__Task goal__.
The response must be made up of the lines in the entries below that contain "check".

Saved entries
* * * * * * * * *

PR #1635, opened 2025-03-06
pipeline api: add external address field

birdayz:
it can be used to provide the external address of a pipeline


proto/redpanda/api/dataplane/v1/pipeline.proto
```diff
@@ -47,6 +47,11 @@ message Pipeline {
 
   Status status = 8 [(google.api.field_behavior) = OUTPUT_ONLY];
 
+  // External address. It is specific to the redpanda connect config and
+  // plugin, what address is returned, it could be
+  // http:// or wss:// or something else.
+  string external_address = 10;
```
bojand, line 53: Naming is hard and I don't have strong opinion... but I wonder if "url" is better than "address"? Ex `"external_url"`? For most PaaS, it's some variation of that. Ex, `"live_url"`, `"web_url"`, or just `"url"`.

bojand (approved):

birdayz:
@bojand i updated it to `url,` can you please re-check?

bojand (approved):

bojand:
👍

PR #1636, opened 2025-03-06
Serde extracts schema details from header and request via Api proto file

jboucourt:
Serde extracts schema details from header and request via Api proto file. FileDescriptor it's used to deserialize payload and return as JSON.


weeco:
I think this PR was not meant for this repository.

PR #1639, opened 2025-03-10
Console 35 consumer groups rework

jvorcak:


frontend/src/components/pages/consumers/Modals.tsx
```diff
@@ -741,173 +777,144 @@ export class DeleteOffsetsModal extends Component<{
...
-      } else {
-        this.props.onClose();
-      }
-    }
+              {mode === 'partition' && (
+                <Box>
+                  <Text>Group offsets will be deleted for partition:</Text>
+                  <UnorderedList fontWeight="600" my={2}>
+                    <ListItem>
+                      Topic: <span className="codeBox">{offsetsByTopic[0].topicName}</span>
```
malinskibeniamin, line 901: Why do we need to continue using classnames? Any way we can use `<Code>` component or similar?

malinskibeniamin (approved):
Can you record a video or take some screenshots before & after?

PR #1642, opened 2025-03-10
frontend: remove fetch-monaco scripts

malinskibeniamin:
We already use `monaco-editor-webpack-plugin` introduced by @andresaristizabal so we don't need the scripts


weeco:
Should we backport this into master as well once done?

malinskibeniamin:
> Should we backport this into master as well once done?

@weeco I think it's a quality of life change, not a big difference, I want to set up bun/npm workspaces in the next iteration, then we can have a new microfrontend project prepared for tomorrow

andresaristizabal (approved):
LGTM, those worker are handle now by rebuild + webpack

PR #1645, opened 2025-03-11
proto: add v1alpha2 to descriptions

bojand:


kbatuigas (approved):
Just one thing to check, but no blockers on the Docs side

* * * * * * * * *

__Your response__.
@bojand i updated it to `url,` can you please re-check?
Just one thing to check, but no blockers on the Docs side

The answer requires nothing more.